SEC. 3. Deferral of removal for nationals of Vietnam with removal orders.

(a) Deferral of removal.—Except as provided in subsection (b), an alien may not be removed for the 24-month period beginning on the date of enactment of this Act if the alien—

(1) is a national of Vietnam;

(2) has been ordered removed to Vietnam at any time before the date of enactment of this Act; and

(3) resided in the United States on or before July 12, 1995.

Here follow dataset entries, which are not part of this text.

PR #57, opened 2017-05-10
Denis/azure/terraform

DenisMishin:
Initial set of changes to support multi-cloud provisioning

Breaking changes:
1. All Terraform parameters must come from config files, no more hard-coded params in .tf templates 
2. `install_url` must have schema - i.e. s3:// for S3 files


e2e/framework/test_context.go
```diff
@@ -149,11 +150,13 @@ type TestContextType struct {
 	// Wizard specifies whether wizard was used to bootstrap cluster
 	Wizard bool `json:"-" yaml:"-"`
 	// Provisioner defines the type of provisioner to use
-	Provisioner provisionerType `json:"provisioner" yaml:"provisioner" env:"ROBO_PROVISIONER"`
+	Provisioner provisionerType `json:"provisioner" yaml:"provisioner" `
+	// ProvisionTo defines cloud to deploy
+	ProvisionTo string `json:"provision_to" yaml:"provision_to" validate:"omitempty,eq=aws|eq=azure"`
```
r0mant: I would name it `CloudProvider` or something similar to be consistent with the terminology we use in the rest of the codebase (e.g. in gravity).

e2e/framework/test_context.go
```diff
@@ -149,11 +150,13 @@ type TestContextType struct {
...
 	// DumpCore specifies a command to collect all installation/operation logs
 	DumpCore bool `json:"-" yaml:"-"`
 	// StateDir specifies the location for test-specific temporary data
-	StateDir string `json:"state_dir" yaml:"state_dir" env:"ROBO_STATE_DIR"`
```
r0mant: Why are we getting rid of ability to override parameters via env vars btw?

e2e/framework/test_context.go
```diff
@@ -162,60 +165,63 @@ type TestContextType struct {
...
 	// Bandwagon defines the test configuration for post-install setup in bandwagon
 	Bandwagon BandwagonConfig `json:"bandwagon" yaml:"bandwagon"`
 	// WebDriverURL specifies optional WebDriver URL to use
-	WebDriverURL string `json:"web_driver_url,omitempty" yaml:"web_driver_url,omitempty" env:"ROBO_WEB_DRIVER_URL"`
+	WebDriverURL string `json:"web_driver_url,omitempty" yaml:"web_driver_url,omitempty" `
 	// Extensions groups arbitrary test step configuration
 	Extensions Extensions `json:"extensions,omitempty" yaml:"extensions,omitempty"`
 }
 
 type BandwagonConfig struct {
```
r0mant: Godocs on all exported structs/fields (below too).

e2e/framework/test_context.go
```diff
@@ -375,7 +351,22 @@ func newContextConfig(configFile string) error {
...
+	if err == nil {
+		return nil
+	}
+
+	log.Errorf("Configuration file %s has errors", configFile)
+	for _, fieldError := range err.(validator.ValidationErrors) {
+		log.Errorf("   Field %s=%v fails rule %s", fieldError.Field(), fieldError.Value(), fieldError.Tag())
+	}
+
+	return trace.Errorf("Configuration file fails validation test")
```
r0mant: Lower-case first letter of error messages, for better embedding: https://github.com/golang/go/wiki/CodeReviewComments#error-strings (above too).

infra/config.go
```diff
@@ -34,3 +34,63 @@ type StateNode struct {
 	// KeyPath defines the location of the SSH key
 	KeyPath string `json:"key_path"`
 }
+
+// AWSConfig describes AWS EC2 test configuration
+type AWSConfig struct {
+	AccessKey string `json:"access_key" yaml:"access_key" validate:"required"`
```
r0mant: Godocs on these two.

infra/config.go
```diff
@@ -34,3 +34,63 @@ type StateNode struct {
...
+// FIXME : replace with embedded validation rules
+func (r *AWSConfig) IsEmpty() bool {
+	return r.AccessKey == "" && r.SecretKey == ""
+}
+
+// AzureConfig specifies Azure cloud specific parameters
+// see https://docs.microsoft.com/en-us/azure/azure-resource-manager/resource-group-create-service-principal-portal
+// to obtain subscription_id, client_id, client_secret and tenant_id
+type AzureConfig struct {
+	SubscriptionId string `json:"subscription_id" yaml:"subscription_id" validate:"required"`
```
r0mant: Godocs.

infra/terraform/file_transfer.go
```diff
@@ -0,0 +1,78 @@
...
+    otherwise robotest completes but node is unsusable as there's still background process running
+
+ 2. waiting for boostrap script to complete (or maybe replacing its behind-the-scenes with more explicit preparation here)
+
+ 3. being sure which command exactly failed and avoiding monstrous && style pipelining
+
+ 4. support for SCP for local tarballs
+*/
+
+// TransferFile takes file URL which may be S3 or HTTP or local file and transfers it to the machine
```
r0mant: The comment seems to be misplaced.

infra/terraform/file_transfer.go
```diff
@@ -0,0 +1,78 @@
...
+	}
+
+	cmd := fmt.Sprintf(`echo Testing if bootstrap completed && test -f /var/lib/bootstrap_complete && \
+		echo Cleaning up && rm -rf %[1]s/installer/* 
+		echo Downloading installer %[5]s ... && %[2]s && \
+		echo Creating installer dir && mkdir -p %[1]s/installer && \
+		echo Unpacking installer && tar -xvf %[3]s -C %[1]s/installer && \
+		echo Launching command %[4]s && cd %[1]s/installer && %[4]s`, homeDir, fetchCmd, outFile, command, fileUrl)
+
+	// cmd = fmt.Sprintf(`echo Launching command %[4]s && cd %[1]s/installer && %[4]s`,
```
r0mant: Debugging remains?

infra/terraform/file_transfer.go
```diff
@@ -0,0 +1,78 @@
...
+
+	var fetchCmd string
+	var homeDir = fmt.Sprintf("/home/%s", t.sshUser)
+	var outFile string
+	if strings.HasSuffix(fileUrl, ".tar.gz") {
+		outFile = fmt.Sprintf("%s/installer.tar.gz", homeDir)
+	} else if strings.HasSuffix(fileUrl, ".tar") {
+		outFile = fmt.Sprintf("%s/installer.tar", homeDir)
+	} else {
+		return "", trace.Errorf("Unsupported installer packaging %s", fileUrl)
```
r0mant: That's pretty cryptic error message, something like "only .tar and .tar.gz are supported, got: .blah" would be clearer I think. Also, lowecase (as mentioned above).

infra/terraform/file_transfer.go
```diff
@@ -0,0 +1,78 @@
...
+// fileUrl - file to download, could be S3:// or http(s)://
+// command - to run out of installer package
+func (t *terraform) makeRemoteCommand(fileUrl, command string) (string, error) {
+	u, err := url.Parse(fileUrl)
+	if err != nil {
+		return "", trace.Wrap(err, "Parsing %s", fileUrl)
+	}
+
+	var fetchCmd string
+	var homeDir = fmt.Sprintf("/home/%s", t.sshUser)
```
r0mant: Not a big deal, but maybe choose a more reliable location for the file? Theoretically, user's home directory may not be under /home.

infra/terraform/file_transfer.go
```diff
@@ -0,0 +1,78 @@
...
+// TransferFile takes file URL which may be S3 or HTTP or local file and transfers it to the machine
+// fileUrl - file to download, could be S3:// or http(s)://
+// command - to run out of installer package
+func (t *terraform) makeRemoteCommand(fileUrl, command string) (string, error) {
+	u, err := url.Parse(fileUrl)
+	if err != nil {
+		return "", trace.Wrap(err, "Parsing %s", fileUrl)
+	}
+
+	var fetchCmd string
```
r0mant: I would declare this right before the switch where it's used. In general, I think it's a good idea to declare vars as close to their first usage location as possible.

infra/terraform/file_transfer.go
```diff
@@ -0,0 +1,78 @@
...
+		return "", trace.Errorf("Unsupported installer packaging %s", fileUrl)
+	}
+
+	switch u.Scheme {
+	case "s3":
+		if t.Config.AWS == nil {
+			return "", trace.Errorf("AWS config missing, cannot use S3 URLs %s", fileUrl)
+		}
+
+		fetchCmd = fmt.Sprintf(`AWS_ACCESS_KEY_ID=%s \
```
r0mant: Is this a reliable approach? Why aren't we using cloud init scripts for this as we used to?

infra/terraform/terraform.go
```diff
@@ -64,45 +71,73 @@ func NewFromState(config Config, stateConfig infra.ProvisionerState) (*terraform
...
+		if err == nil {
+			if withInstaller {
+				nodes := r.pool.Nodes()
+				if len(nodes) == 0 { // should not happen, and doesn't make sense to retry
+					return nil, trace.Errorf("Zero nodes were allocated")
+				}
+				r.installerIP = nodes[0].Addr()
+				return nodes[0], nil
+			}
+			return nil, nil
```
r0mant: Usually, if a function returns `nil` error, the called expects the first value to be usable, so I would avoid returning `nil, nil`. Return an appropriate error instead, like `trace.NotFound()` or `trace.BadParameter()`.

infra/terraform/terraform.go
```diff
@@ -64,45 +71,73 @@ func NewFromState(config Config, stateConfig infra.ProvisionerState) (*terraform
...
+		case <-ctx.Done():
+			return nil, trace.Wrap(err, "Terraform creation timed out")
+		case <-time.After(terraformRepeatAfter):
+			continue
+		}
+	}
+
+}
+
+func (r *terraform) terraform() (err error, retry bool) {
```
r0mant: That's very unusual to have error as a first return argument (unless it's the only one). Can you swap them?

lib/system/file.go
```diff
@@ -63,6 +64,72 @@ func CopyFileWithPerms(dst, src string, perm os.FileMode) error {
...
+	}
+
+	for _, entry := range entries {
+		srcPath := filepath.Join(src, entry.Name())
+		dstPath := filepath.Join(dst, entry.Name())
+
+		if entry.IsDir() {
+			err = copyAll(srcPath, dstPath, fileCount)
+			if err != nil {
+				return err
```
r0mant: `trace.Wrap(err)`

lib/system/file.go
```diff
@@ -63,6 +64,72 @@ func CopyFileWithPerms(dst, src string, perm os.FileMode) error {
...
+		}
+
+		if entry.Mode()&os.ModeSymlink != 0 {
+			log.Warning("Symlinks are not copied: %s", srcPath)
+			continue
+		}
+
+		err = CopyFile(srcPath, dstPath)
+		if err != nil {
+			return err
```
r0mant: `trace.Wrap(err)`

lib/system/file.go
```diff
@@ -63,6 +64,72 @@ func CopyFileWithPerms(dst, src string, perm os.FileMode) error {
...
+		*fileCount++
+		return CopyFile(src, filepath.Join(dst, filepath.Base(src)))
+	}
+
+	_, err = os.Stat(dst)
+	if err != nil && !os.IsNotExist(err) {
+		return trace.ConvertSystemError(err)
+	}
+
+	if err != nil && os.IsNotExist(err) {
```
r0mant: I think in this case it would be clearer to combine this with the above:

```go
if err != nil {
  if !os.IsNotExist(err) {
    return ...
  } 
  err = os.MkdirAll(...)
  ...
}
```

lib/system/file.go
```diff
@@ -63,6 +64,72 @@ func CopyFileWithPerms(dst, src string, perm os.FileMode) error {
...
+
+		if entry.IsDir() {
+			err = copyAll(srcPath, dstPath, fileCount)
+			if err != nil {
+				return err
+			}
+		}
+
+		if entry.Mode()&os.ModeSymlink != 0 {
+			log.Warning("Symlinks are not copied: %s", srcPath)
```
r0mant: Warningf?

e2e/framework/test_context.go
DenisMishin: https://docs.google.com/document/d/1lwbmjakDVan8haGwHUX65r5OR15tTSiFsz6qKKNVt5k/edit

just like we're getting rid of static variables; to allow concurrent multi-suite tests

e2e/framework/test_context.go
DenisMishin: that's pre-existing code; many structs meaning is unclear to me, and especially everything inside this test_context class is subject to massive changes in the coming days;

infra/config.go
DenisMishin: the meaning is described at the URL in the struct-level godoc.

infra/terraform/file_transfer.go
DenisMishin: that whole thing is temporary implementation, see FIXME at top

infra/terraform/file_transfer.go
DenisMishin: as per aws cli docs; also it's not necessarily an AWS instance, and in general I don't like global inits which is all over robotest code. 

once that'll be replaced with more fine-grained SSH, it'll help to shield sensitive key stuff from logs.

DenisMishin: also cloud init need be kept at bare minimum, no test logic like fetching installers should live there.

lib/system/file.go
```diff
@@ -63,6 +64,72 @@ func CopyFileWithPerms(dst, src string, perm os.FileMode) error {
 	return nil
 }
 
+// Recursively copy
+// dst must always be a directory
+// src may be either a dir or a file
+func CopyAll(src, dst string) (err error, fileCount uint) {
```
a-palchikov: Please return errors last

lib/system/file.go
```diff
@@ -63,6 +64,72 @@ func CopyFileWithPerms(dst, src string, perm os.FileMode) error {
...
+	fileCount = 0
+	err = copyAll(src, dst, &fileCount)
+	return err, fileCount
+}
+
+func copyAll(src, dst string, fileCount *uint) (err error) {
+	src = filepath.Clean(src)
+	dst = filepath.Clean(dst)
+
+	log.Debugf("CopyAll %s %s", src, dst)
```
a-palchikov: `%s -> %s` to define the operation direction

lib/system/file.go
```diff
@@ -63,6 +64,72 @@ func CopyFileWithPerms(dst, src string, perm os.FileMode) error {
...
+
+	for _, entry := range entries {
+		srcPath := filepath.Join(src, entry.Name())
+		dstPath := filepath.Join(dst, entry.Name())
+
+		if entry.IsDir() {
+			err = copyAll(srcPath, dstPath, fileCount)
+			if err != nil {
+				return err
+			}
```
a-palchikov: You need to `continue` here - otherwise the function will try to `CopyFile` a directory.
On a side note - why reinvent the [`filepath.Walk`](https://golang.org/pkg/path/filepath/#Walk)?

assets/terraform/aws/bootstrap.sh
```diff
@@ -0,0 +1,36 @@
...
+mount /var/lib/gravity
+mount /var/lib/data
+mkdir -p /var/lib/gravity/planet/etcd
+mount /var/lib/gravity/planet/etcd
+
+chown -R 1000:1000 /var/lib/gravity /var/lib/data /var/lib/gravity/planet/etcd
+sed -i.bak 's/Defaults    requiretty/#Defaults    requiretty/g' /etc/sudoers
+
+# robotest might SSH before bootstrap script is complete (and will fail)
+touch /var/lib/bootstrap_complete
```
DenisMishin: its just tested for existence

infra/terraform/file_transfer.go
```diff
@@ -0,0 +1,78 @@
...
+	case "https":
+		fetchCmd = fmt.Sprintf("wget %s -O %s/", fileUrl, outFile)
+	case "":
+	case "gs":
+	default:
+		// TODO : implement SCP and GCLOUD methods
+		return "", fmt.Errorf("Unsupported URL schema %s", fileUrl)
+	}
+
+	cmd := fmt.Sprintf(`echo Testing if bootstrap completed && test -f /var/lib/bootstrap_complete && \
```
DenisMishin: that's temporary implementation, to be replaced.

sofuture:
What does 1. mean? Can't use TF defaults?

assets/terraform/aws/bootstrap.sh
```diff
@@ -0,0 +1,36 @@
...
+apt install -y python-pip lvm2
+pip install --upgrade awscli
+
+set -euo pipefail
+
+pvcreate -ff /dev/xvde
+vgcreate data /dev/xvde
+lvcreate -n var_lib_gravity -l 20%VG data
+lvcreate -n var_lib_data -l 20%VG data
+lvcreate -n etcd -l 60%VG data
```
sofuture: In practice this needs a real 'physical' device of it's own. Instance storage if the instance has it, or a 50GB 2500IOPS io1 SSD on AWS.

DenisMishin: etcd or each ?

DenisMishin: >> Can't use TF defaults?
Yes, TF would be just provisioning templates; all configuration values would come top-down.

assets/terraform/aws/bootstrap.sh
```diff
@@ -0,0 +1,36 @@
+#!/bin/bash
```
sofuture: Once we are done bootstrapping, we should disable internet egress with iptables. We've shipped regressions of things that needing internet before, without doing that. If we find exceptions that we want to allow in CI, like say NTP, can enable those port by port.

See: https://github.com/gravitational/anypoint/blob/develop/terraform/onprem.tf#L454

assets/terraform/aws/network.tf
```diff
@@ -0,0 +1,44 @@
...
+
+    # install wizard
+    ingress {
+        from_port   = 61009
+        to_port     = 61009
+        protocol    = "tcp"
+        cidr_blocks = ["0.0.0.0/0"]
+    }
+
+    ingress {
```
sofuture: Out of ultra caution, we should not allow blanket intra-node communcation -- and should make it port-by-port. Luckily I have a relatively complete example of this :)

(b) Deferral not applicable to certain aliens.—Subsection (a) shall not apply to an alien if—

(1) the Secretary of Homeland Security determines that the alien’s removal is necessary based upon credible facts that the alien is directly responsible for specific and significant harm to the security of the United States; or

(2) the alien is subject to extradition.

(c) Employment authorization.—Upon application to the Secretary of Homeland Security, an alien whose removal is deferred pursuant to this Act—

(1) shall be authorized to engage in employment during the 24-month period described in subsection (a); and

(2) shall be issued an employment authorization document that remains valid during such period.

(d) Implementation.—The Secretary of Homeland Security shall take the necessary steps to implement—

(1) the deferral of removal authorized under this section; and

(2) the authorization of employment described in subsection (c).

SEC. 4. Notice for certain aliens with removal orders to Vietnam.

(a) In general.—Not later than 60 days after the date of enactment of this Act, the Secretary of Homeland Security shall provide notice of the provisions of this Act to each alien who—

(1) is a national of Vietnam; and

(2) has a final order of removal.

(b) Contents of notice.—The notice required under subsection (a) shall include clear instructions explaining the requirements for an alien to file a motion to reopen a proceeding under section 240 of the Immigration and Nationality Act (8 U.S.C. 1229a) based on changed country conditions.

SEC. 5. Prohibition on detention.

The Secretary of Homeland Security may not detain an alien whose removal is deferred pursuant to this Act on the basis of the alien’s immigration status in the United States or as a result of a motion filed by the alien to reopen a proceeding under section 240 of the Immigration and Nationality Act (8 U.S.C. 1229a).

SEC. 6. Judicial review.

(a) Review.—Notwithstanding any other provision of law, an individual or entity who has been harmed by a violation of this Act may file an action in an appropriate district court of the United States to seek declaratory or injunctive relief.

(b) Rule of construction.—Nothing in this Act may be construed to preclude an action filed pursuant to subsection (a) from proceeding as a class action (as such term is defined in section 1711 of title 28, United States Code).